- Area: 2.1 sq mi (5.4 km^{2})
- County: Down;
- Country: Northern Ireland
- Sovereign state: United Kingdom

= Moneydorragh More =

Moneydorragh More is a townland of 1344 acres in County Down, Northern Ireland. It is situated in the civil parish of Kilkeel, in the historic barony of Mourne. The majority of Annalong is within Moneydorragh More and it ranks as the 31st largest townland in County Down.
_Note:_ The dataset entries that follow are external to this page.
PR #118, opened 2026-09-09
fix(dns): split alpn on the escape form that actually reaches the verifier

### LINKED ISSUE #117: splitAlpn documents a single-escaped alpn form that never reaches it
Raised by @csnitker-godaddy while reviewing #116, and correct — filing it so the fix has an issue to close.

## The claim in the comment

`splitAlpn` (`internal/adapter/dns/lookup.go`) documents itself as handling a comma inside a protocol id "escaped as `\,` in presentation form". That is not the form the verifier is handed.

RFC 9460 §A.1 has an alpn value escaped once for the list and then again for the zone file, and `miekg/dns` emits that double form from `SVCBAlpn.String()`. Rendering `[]string{"f,oo", "h2"}` through `formatHTTPSValue` gives:

```
1 . alpn=f\\\044oo,h2
```

The comma inside the id is `\044`; there is no comma byte in it. So every comma in the string `splitAlpn` receives is a separator, and the premise the comment is built on never occurs.

## What actually goes wrong

Nothing is mis-split — the escaped form carries no comma to split on. The defect is one layer down: the loop rebuilds each segment byte by byte and consumes one backslash on the way, so `f\\\044oo` comes back as `f\044oo`. That text matches neither the served value nor an identically written expected one. Harmless today, since no ANS `alpn` carries a comma, but it is a silent difference sitting in a comparison function.

## Fix

Return the segments verbatim as substrings instead of rebuilding them, and keep the escape-skipping only for its real case: an expected value someone writes by hand in the single-escaped form. Then say in the comment what arrives, rather than what a person would write.

A test that renders through `formatHTTPSValue` rather than hard-coding the emission would also catch it if `miekg/dns` ever changes the form under us.

PR follows.

## Not in scope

Moneydorragh More is bordered by Mullartown to the east, Ballyveagh More and Moneydorragh More Upper to the west, and to the south is Moneydorragh Beg.

== Longstone conflict ==
In the 1950s, the Longstone area of Moneydorragh More experienced tensions similar to the Drumcree conflict. In June 1952, Orangemen from Annalong held one of their annual parades, part of which would pass through the predominantly nationalist Longstone area. To prevent unrest, the Minister of Home Affairs, Brian Maginess banned the march. However, protests from Orangemen and Unionists led the Government to reverse its decision, allowing another Orange parade to proceed on 3 July 1952. Local nationalists blocked the route, and the RUC, lacking sufficient personnel, was unable to clear the way for the parade.
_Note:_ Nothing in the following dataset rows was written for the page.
PR #125, opened 2026-09-14
test: enforce internal, domain, and crypto coverage gates

### LINKED ISSUE #121: test: enforce the documented internal, domain, and crypto coverage gates
The documented coverage requirements are not fully enforced by the existing aggregate coverage check. A passing internal total does not establish that the domain and crypto packages meet their separate requirements.

Reproduce on `83875d0572287821489c8dc5fc9cf37142ee35f0` by inspecting `make test-cover`: its gate does not independently enforce internal coverage at 90%, domain at 100%, and crypto at 95%.

Enforce all three requirements against statement-weighted `internal/` coverage, fail when required package coverage is missing, and keep command wiring outside that denominator. Cover the parser's threshold and duplicate-block behavior, and add the missing domain/crypto regressions needed to meet the gates. Document unreachable crypto branches where the package permits a defensive coverage exception.

This issue covers the validation baseline for the following ACME, TL, and renewal fixes.

csnitker-godaddy:
`make test-cover` now enforces the documented coverage requirements separately: at least 90% for `internal/`, 100% for `internal/domain`, and 95% for `internal/crypto`. Command wiring remains excluded from the denominator, missing required packages fail, and repeated observations of a coverage block are counted once.

Added domain and crypto regressions and documented the defensive crypto branches that cannot be reached through the preceding guards. Synthetic coverage profiles verify each threshold, exclusions, missing packages, and duplicate observations.

Validation: `make build`, `make check`, and `make test-race` pass on this branch. Coverage is internal **91.01%**, domain **100.00%**, crypto **98.45%**.

First PR in the deployment-fix stack. No public API or wire-format changes.

Fixes #121.

### AI assistance


scripts/check-coverage.awk
```diff
@@ -0,0 +1,36 @@
+# Count each source block once across cross-package coverage profiles.
+NR == 1 { next }
+{
+    split($1, location, ":")
+    file[$1] = location[1]
+    statements[$1] = $2
+    if ($3 > 0) hit[$1] = 1
+}
+END {
```
kperry-godaddy, line 9: Not a blocker: `minimum` is never validated, so an empty, unset or non-numeric value coerces to 0 in the comparison at line 30 and the internal floor passes at any coverage while still printing "Coverage thresholds passed." Today the Makefile always supplies it, so the trigger is `make test-cover COVERAGE_THRESHOLD=` or a later edit that drops the `-v`; failing closed costs four lines:

```suggestion
END {
    if (minimum !~ /^[0-9]+(\.[0-9]+)?$/ || minimum + 0 <= 0) {
        print "FAIL: minimum must be a positive percentage (pass -v minimum=N)"
        exit 1
    }
```

A row in `TestCoverageGate` that omits `-v minimum` and expects exit 1 pins it.

kperry-godaddy (approved):
Approving. The awk gate does what #121 asks: statement-weighted floors over `internal/`, once-per-block union across the cross-package profile, and a hard failure when domain or crypto is missing from the profile. The motivation holds up on the numbers: the base passes the old aggregate check at 90.7% total while domain sits at 99.84% and crypto at 94.14%, and the new gate fails that profile and passes this branch at 91.02 / 100.00 / 98.45. All nine SAFETY/NOTE annotations trace to the guard they cite.

Nothing here blocks. Three things worth tidying while the files are open: one inline with a suggestion, two below because they sit outside the diff.

### Outside this diff
- `Makefile:83` — not a blocker: `grep -v -e '/scripts/'` no longer excludes the new test-only root package `github.com/agentnameservice/ans/scripts` (the import path has no trailing slash), so it now lands in `-coverpkg`, `go vet` and lint, and the comment at 71-82 describes an exclusion that no longer happens. `-e '/scripts'` matches both the package and its children; the comment could also name the three floors instead of "the 90% gate".
- `internal/domain/agent_test.go:277-291` — not a blocker: `TestNewRegistration_InvalidEndpoint` passes an empty displayName, trips `MISSING_DISPLAY_NAME`, and never reaches `eps.Validate`, which is why that block was uncovered before this PR. The new table row at 95-97 is the real test; deleting the old one (or giving it a displayName and asserting `ENDPOINT_HOST_MISMATCH`) removes a test that claims coverage it does not provide.

While we're in here: the internal floor comes from `COVERAGE_THRESHOLD` while 100 and 95 are literals in the awk, repeated in the FAIL text and in the test's expected string. Either pass all three from the Makefile or write the 90 beside the 95 so there is one place to read. The single "90% gate" wording in README.md, CLAUDE.md:212 and ci.yml can follow in the same change or a named follow-up.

Subsequent parades were banned in the following years, but in 1955, an exception was made when the Mourne Twelfth was scheduled to be held in Annalong. That year, 15,000 Orangemen, led by local Unionist MP Brian Faulkner, marched twice along the contested route, protected by 300 RUC officers, many equipped with riot gear.
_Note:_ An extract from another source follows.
PR #126, opened 2026-09-14
fix(ra): bind ACME issuance to owners and verify certificate chains

### LINKED ISSUE #122: ra: bind ACME authorization to its owner and enforce server certificate trust
The RA can treat an ACME provider's reusable authorization as proof from the current authenticated owner. The executable also constructs its server-certificate validator with chain verification disabled, so possession of a matching public certificate or an arbitrary private chain can be confused with an authorized, trusted registration.

- Return an already-authorized provider order with no challenges, then call registration or renewal `verify-acme` with no owner-published artifact. The RA bypasses its challenge gate.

Tensions escalated on Easter Monday, 3 May 1956, when the local Ballyvea Flute Band received permission to parade from Ballyvea Orange Hall to Annalong, with the route passing through the Longstone area. Local nationalists blocked the road by using farm machinery to collapse boulder walls and hurled projectiles at the marchers. Despite the violence, the RUC managed to secure passage for the parade. In Easter 1958, another Orange parade passed through the area under the protection of 300 RUC officers.